● **Material provided**:

PR #7028, opened 2020-07-21
docs: Fix formatting mistake

xordspar0:
Part of this section was a code block, and part of it was absorbed into the preceding normal paragraph.

Before/after:

image

### DIFF
--- a/docs/source/markdown/podman-create.1.md
+++ b/docs/source/markdown/podman-create.1.md
@@ -1120,7 +1120,7 @@ required for VPN, without it containers need to be run with the --network=host f
 
 Environment variables within containers can be set using multiple different options:  This section describes the precedence.
 
-Precedence Order:
+Precedence order (later entries override earlier entries):
 
 - **--env-host** : Host environment of the process executing Podman is added.
 - Container image : Any environment variables specified in the container image.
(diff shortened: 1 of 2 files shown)


docs/source/markdown/podman-create.1.md
```diff
@@ -1121,13 +1121,11 @@ required for VPN, without it containers need to be run with the --network=host f
 Environment variables within containers can be set using multiple different options:  This section describes the precedence.
 
 Precedence Order:
```
mheon, line 1123: Suggestion: maybe we should add "from least to greatest" here to indicate what the actual ordering is.

mheon:
Can you make the same change to `podman-run.1.md` in the same directory?

rhatdan:
You should also mention 
--http-proxy=true|false
Which will set some environment variables as well.

rhatdan:
We really should have a test that makes sure the hierarchy works, and stays working.

docs/source/markdown/podman-create.1.md
xordspar0: Great idea.

xordspar0:
I've made most of the changes. I'm looking into how --http-proxy=true|false fits in now.

mheon:
LGTM once the HTTP proxy change makes it in.

xordspar0:
Done. Please take a look at what I did for the --http-proxy docs. I can squash these if needed, but I think it makes sense to keep them separate.

xordspar0:
For anyone curious, the --http-proxy and the --host-envs code are in the same function: https://github.com/containers/podman/blob/be5219ab9529c596421dd19bb61cdd2ced267ece/vendor/github.com/containers/common/pkg/config/config.go#L706-L722

rhatdan:
Thanks @xordspar0 for the PR.

PR #7031, opened 2020-07-21
unit tests: root check

vrothberg:
The unit tests currently require running as root.  This has caused some
confusion that justifies adding a root check to `make localunit` and
error out for non-root users instead of starting the tests deemed to
fail.

### DIFF
--- a/hack/check_root.sh
+++ b/hack/check_root.sh
@@ -1,0 +1,5 @@
+#!/bin/bash
+if ! [ $(id -u) = 0 ]; then
+   echo "Please run as root! '$@' requires root privileges."
+   exit 1
+fi
--- a/Makefile
+++ b/Makefile
@@ -307,6 +307,7 @@ testunit: libpodimage ## Run unittest on the built image
 
 .PHONY: localunit
 localunit: test/goecho/goecho varlink_generate
+	hack/check_root.sh make localunit
 	ginkgo \
 		-r \
 		$(TESTFLAGS) \


vrothberg:
@edsantiago @jwhonce @mheon @rhatdan PTAL

hack/check_root.sh
```diff
@@ -0,0 +1,5 @@
+#!/bin/bash
+if ! [ $(id -u) = 0 ]; then
```
edsantiago, line 2: It took me a long while to see the negation; this might be a little more readable
```bash
if [ "$(id -u)" != "0" ]; then
```

vrothberg:
> DAE find it a little alarming that unit tests won't run rootless?

It is and we need to address this. This change will make it more explicit.

hack/check_root.sh
vrothberg: Done, thanks for checking!

rhatdan: I just found yesterday that bats sets an environment varible EUID, which means you would not need to execute a program

if [ "${EUID}" != "0" ]; then

rhatdan:
/lgtm
But I would like to get some of the unit tests to run as rootless.

vrothberg:
> /lgtm
> But I would like to get some of the unit tests to run as rootless.

I created a Jira card for that :+1:

hack/check_root.sh
edsantiago: (bash, not bats). But yes, that's a good point. I've always been a little reluctant to trust shell-defined variables (`$HOME`, `$LOGNAME`) but this one is explicitly documented as readonly in bash(1) so I think it's ok. For future reference, since this just merged.

PR #7040, opened 2020-07-21
Do not print an error message on non-0 exec exit code

mheon:
This was added with an earlier exec rework, and honestly is very confusing. Podman is printing an error message, but the error had nothing to do with Podman; it was the executable we ran inside the container that errored, and per `podman run` convention we should set the Podman exit code to the process's exit code and print no error.

### DIFF
--- a/libpod/container_exec.go
+++ b/libpod/container_exec.go
@@ -729,10 +729,6 @@ func (c *Container) Exec(config *ExecConfig, streams *define.AttachStreams, resi
 		return -1, err
 	}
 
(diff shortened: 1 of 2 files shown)


jwhonce:
LGTM

mheon:
I'm kind of expecting some test failures out of healthchecks, this happened the last time I tried to remove this.

rhatdan:
LGTM, fix the tests, this looks to be the correct behaviour.

vrothberg:
Restarted the flaked test

PR #7047, opened 2020-07-22
CI: attempt to fix flake in login test

edsantiago:
Fixes: #5212

...or at least I hope it does. The symptom seems to be that
INTEGRATION_ROOT is not being defined in some code flows.
This PR blindly implements a suggestion from Miloslav,
setting INTEGRATION_ROOT in one more place.

We won't actually know for a long time if this works or
not, because the test failure is a flake.

Signed-off-by: Ed Santiago <santiago@redhat.com>

Issue #5212, opened 2020-02-14
CI flakes with podman-login


vrothberg:
I hit podman-login flakes quite frequently in the passed which suggests to have a look at it and track down potential sources for the flakes.

[+1077s] [Fail] Podman login and logout [BeforeEach] podman login and logout with flag --authfile 
[+1077s] /var/tmp/go/src/github.com/containers/libpod/test/e2e/login_logout_test.go:58
[+1077s] 
[+1077s] [Fail] Podman login and logout [It] podman login and logout 
[+1077s] /var/tmp/go/src/github.com/containers/libpod/test/e2e/login_logout_test.go:101
[+1077s] 
[+1077s] [Fail] Podman login and logout [It] podman login and logout with --tls-verify 
[+1077s] /var/tmp/go/src/github.com/containers/libpod/test/e2e/login_logout_test.go:157
[+1077s] 
[+1077s] [Fail] Podman login and logout [It] podman login and logout with flag --authfile 
[+1077s] /var/tmp/go/src/github.com/containers/libpod/test/e2e/login_logout_test.go:135
[+1077s] 
[+1077s] [Fail] Podman login and logout [It] podman login and logout 
[+1077s] /var/tmp/go/src/github.com/containers/libpod/test/e2e/login_logout_test.go:105
[+1077s] 
[+1077s] [Fail] Podman login and logout [It] podman login and logout with flag --authfile 
[+1077s] /var/tmp/go/src/github.com/containers/libpod/test/e2e/login_logout_test.go:135
[+1077s] 
[+1077s] [Fail] Podman login and logout [It] podman login and logout 
[+1077s] /var/tmp/go/src/github.com/containers/libpod/test/e2e/login_logout_test.go:105
[+1077s] 
[+1077s] [Fail] Podman login and logout [It] podman login and logout with --cert-dir 
[+1077s] /var/tmp/go/src/github.com/containers/libpod/test/e2e/login_logout_test.go:177
[+1077s] 
[+1077s] [Fail] Podman login and logout [It] podman login and logout with --cert-dir 
[+1077s] /var/tmp/go/src/github.com/containers/libpod/test/e2e/login_logout_test.go:177
[+1077s] 
[+1077s] [Fail] Podman login and logout [It] podman login and logout with --cert-dir 
[+1077s] /var/tmp/go/src/github.com/containers/libpod/test/e2e/login_logout_test.go:177

rhatdan:
@vrothberg Any movement on this issue?

[...]

PR #7048, opened 2020-07-22
Turn on a bunch more remote tests

rhatdan:
We need to be more specific about the remote tests we turn off.

### DIFF
--- a/test/e2e/port_test.go
+++ b/test/e2e/port_test.go
@@ -1,5 +1,3 @@
-// +build !remote
-
 package integration
 
 import (
@@ -49,6 +47,7 @@ var _ = Describe("Podman port", func() {
 	})
 
 	It("podman port -l nginx", func() {
+		SkipIfRemote()
 		session, cid := podmanTest.RunNginxWithHealthCheck("")
 		Expect(session.ExitCode()).To(Equal(0))
 
@@ -64,6 +63,7 @@ var _ = Describe("Podman port", func() {
 	})
 
 	It("podman container port  -l nginx", func() {
+		SkipIfRemote()
 		session, cid := podmanTest.RunNginxWithHealthCheck("")
 		Expect(session.ExitCode()).To(Equal(0))
 
@@ -79,6 +79,7 @@ var _ = Describe("Podman port", func() {
 	})
 
 	It("podman port -l port nginx", func() {
+		SkipIfRemote()
 		session, cid := podmanTest.RunNginxWithHealthCheck("")
 		Expect(session.ExitCode()).To(Equal(0))
 
@@ -127,18 +128,18 @@ var _ = Describe("Podman port", func() {
 		lock2 := GetPortLock("5001")
 		defer lock2.Unlock()
 
-		setup := podmanTest.Podman([]string{"run", "-dt", "-p", "5000:5000", "-p", "5001:5001", ALPINE, "top"})
+		setup := podmanTest.Podman([]string{"run", "--name", "test", "-dt", "-p", "5000:5000", "-p", "5001:5001", ALPINE, "top"})
 		setup.WaitWithDefaultTimeout()
 		Expect(setup.ExitCode()).To(BeZero())
 
 		// Check that the first port was honored
-		result1 := podmanTest.Podman([]string{"port", "-l", "5000"})
+		result1 := podmanTest.Podman([]string{"port", "test", "5000"})
 		result1.WaitWithDefaultTimeout()
 		Expect(result1.ExitCode()).To(BeZero())
 		Expect(result1.LineInOuputStartsWith("0.0.0.0:5000")).To(BeTrue())
 
 		// Check that the second port was honored
-		result2 := podmanTest.Podman([]string{"port", "-l", "5001"})
+		result2 := podmanTest.Podman([]string{"port", "test", "5001"})
 		result2.WaitWithDefaultTimeout()
 		Expect(result2.ExitCode()).To(BeZero())
 		Expect(result2.LineInOuputStartsWith("0.0.0.0:5001")).To(BeTrue())
--- a/test/e2e/run_entrypoint_test.go
+++ b/test/e2e/run_entrypoint_test.go
@@ -1,5 +1,3 @@
-// +build !remote
-
 package integration
 
 import (
@@ -46,6 +44,7 @@ CMD []
 	})
 
 	It("podman run entrypoint", func() {
+		SkipIfRemote()
 		dockerfile := `FROM docker.io/library/alpine:latest
 ENTRYPOINT ["grep", "Alpine", "/etc/os-release"]
 `
@@ -57,6 +56,7 @@ ENTRYPOINT ["grep", "Alpine", "/etc/os-release"]
 	})
 
 	It("podman run entrypoint with cmd", func() {
+		SkipIfRemote()
 		dockerfile := `FROM docker.io/library/alpine:latest
 CMD [ "-v"]
 ENTRYPOINT ["grep", "Alpine", "/etc/os-release"]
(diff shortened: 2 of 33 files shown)


rhatdan:
This PR will turn on another 100+ tests for podman --remote.

@edsantiago @vrothberg @giuseppe @mheon @baude @jwhonce @TomSweeneyRedHat @ashley-cui @QiWang19 PTAL

BTW, I think podman remote is not able to see images that are stored as localhost/image.

This is why the builds followed by runs are failing.

test/e2e/generate_systemd_test.go
```diff
@@ -1,5 +1,3 @@
-// +build !remote
```
edsantiago, line 1: Honestly, is there any point to enabling this one?

vrothberg: `generate systemd` isn't supported for remote clients, so I think we can leave it fully disabled

test/e2e/run_entrypoint_test.go
```diff
@@ -46,6 +44,7 @@ CMD []
 	})
 
 	It("podman run entrypoint", func() {
+		SkipIfRemote()
```
edsantiago, line 47: I'm not sure why this and the subsequent ones are skipped? They're all tagged as `foobar.com/something` so the `localhost` issue shouldn't apply. And I don't understand what you mean by `localhost` anyway, I'm playing with podman-remote on my system (with master) and am not having problems building, tagging, or running images with unqualified names...?

rhatdan: I just wanted to get as many in as possible.  I did not review why they were blowing up. I was hoping to assign each one to others who are closer to the issue, to investigate dropping the SkipIfRemote().

test/e2e/generate_systemd_test.go
rhatdan: Reverted.

rhatdan:
Once we have this merged, we need to open a card for each test*go for someone to examine the skipremote tests to see if they could pass on remote systems.

edsantiago:
I opened RUN-973 this morning for that, although it's not as fine-grain as your idea.

One suggestion: if more tests choke, could you add a one-liner comment next to `SkipIfRemote` indicating (very briefly) the nature of the failure? That could make it easier to find common failure causes without doing full runs. Thanks.

Given the understanding that these skips are temporary, this PR LGTM.

edsantiago:
[CI error](https://storage.googleapis.com/cirrus-ci-6707778565701632-fcae48/artifacts/containers/podman/4561900547604480/html/integration_test.log.html) is a flake, #5212, and is exactly what I'm trying to address with #7047.

test/e2e/port_test.go
```diff
@@ -127,18 +128,18 @@ var _ = Describe("Podman port", func() {
...
 		defer lock2.Unlock()
 
-		setup := podmanTest.Podman([]string{"run", "-dt", "-p", "5000:5000", "-p", "5001:5001", ALPINE, "top"})
+		setup := podmanTest.Podman([]string{"run", "--name", "test", "-dt", "-p", "5000:5000", "-p", "5001:5001", ALPINE, "top"})
 		setup.WaitWithDefaultTimeout()
 		Expect(setup.ExitCode()).To(BeZero())
 
 		// Check that the first port was honored
-		result1 := podmanTest.Podman([]string{"port", "-l", "5000"})
+		result1 := podmanTest.Podman([]string{"port", "test", "5000"})
```
TomSweeneyRedHat, line 136: should this still be `-l`?

test/e2e/run_networking_test.go
```diff
@@ -265,10 +263,10 @@ var _ = Describe("Podman run networking", func() {
 	})
 
 	It("podman run network expose ports in image metadata", func() {
-		session := podmanTest.Podman([]string{"create", "-dt", "-P", nginx})
+		session := podmanTest.Podman([]string{"create", "--name", "test", "-dt", "-P", nginx})
 		session.Wait(90)
 		Expect(session.ExitCode()).To(Equal(0))
-		results := podmanTest.Podman([]string{"inspect", "-l"})
+		results := podmanTest.Podman([]string{"inspect", "test"})
```
TomSweeneyRedHat, line 269: Should this really change?

test/e2e/run_restart_test.go
```diff
@@ -35,11 +33,12 @@ var _ = Describe("Podman run restart containers", func() {
...
 
 	It("Podman start after successful run", func() {
-		session := podmanTest.Podman([]string{"run", ALPINE, "ls"})
+		SkipIfRemote()
+		session := podmanTest.Podman([]string{"run", "--name", "test", ALPINE, "ls"})
 		session.WaitWithDefaultTimeout()
 		Expect(session.ExitCode()).To(Equal(0))
 
-		session2 := podmanTest.Podman([]string{"start", "--attach", "--latest"})
+		session2 := podmanTest.Podman([]string{"start", "--attach", "test"})
```
TomSweeneyRedHat, line 41: another latest question

test/e2e/port_test.go
edsantiago: `-l` doesn't work with `remote`

test/e2e/top_test.go
```diff
@@ -55,22 +53,22 @@ var _ = Describe("Podman top", func() {
 	})
 
 	It("podman top on container", func() {
-		session := podmanTest.Podman([]string{"run", "-d", ALPINE, "top", "-d", "2"})
+		session := podmanTest.Podman([]string{"run", "--name", "test", "-d", ALPINE, "top", "-d", "2"})
 		session.WaitWithDefaultTimeout()
 		Expect(session.ExitCode()).To(Equal(0))
 
-		result := podmanTest.Podman([]string{"top", "-l"})
+		result := podmanTest.Podman([]string{"top", "test"})
```
TomSweeneyRedHat, line 60: again latest

test/e2e/port_test.go
TomSweeneyRedHat: I think it's important to have the latest tested still then.  Can we spin up new tests that skip remote with latest still?

edsantiago: Can you clarify whether you mean "it is important to test -l", or "it is important to test -l in this precise exact port test"? There are still a ton of `-l` tests.

edsantiago:
Failure ([log](https://storage.googleapis.com/cirrus-ci-6707778565701632-fcae48/artifacts/containers/podman/5687800454447104/html/integration_test.log.html)) seems to be consistent, in [It] podman rm -v removes anonymous volume : 
```
podman [options]-remote --remote --url unix:/... volume list --quiet
b959d6c406db5ae242f34ded602dd6bb05ab631529c583b9b9a4122352939d1e    <<---- expected empty string
```
Recommendation: disable that test with a `SkipIfRemote()  // TODO: remote rm -v does not seem to work`

test/e2e/run_restart_test.go
rhatdan: Sure if we want to have one test to test --latest option, but I believe there is more value in testing these tests as remote.

test/e2e/run_networking_test.go
rhatdan: Yes, we do we care about testing the -l or --latest inspect flag when testing networking code.  We want to test the networking code for remote.

test/e2e/port_test.go
rhatdan: We should probably have one test for each command on --latest but no more.  Just like we should test every flag.

rhatdan: I just checked there are three other tests in port_test.go that test `-l`, I would argue that we don't need this many, but these tests had -l in their test name, so I left them and skipped local.

TomSweeneyRedHat: @edsantiago  My main thing is we've coverage.  After hearing our potential low coverage numbers the other day, I hate to remove tests that potentially keep our numbers up a bit.  Not so much these particular tests, but I'm just overall leery about removing potential branches of testing without at least verifying we still have coverage.

rhatdan:
Well we actually have very good testing in the integration and e2e,  Where we don't have good coverage is on the unit level.  Especially in libpod.  Basically we need to test all of the external functions,with unit tests.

● **Try it**: Each line in the data where the string "localhost" occurs should be identified and copied.

● **Output**:
BTW, I think podman remote is not able to see images that are stored as localhost/image.
edsantiago, line 47: I'm not sure why this and the subsequent ones are skipped? They're all tagged as `foobar.com/something` so the `localhost` issue shouldn't apply. And I don't understand what you mean by `localhost` anyway, I'm playing with podman-remote on my system (with master) and am not having problems building, tagging, or running images with unqualified names...?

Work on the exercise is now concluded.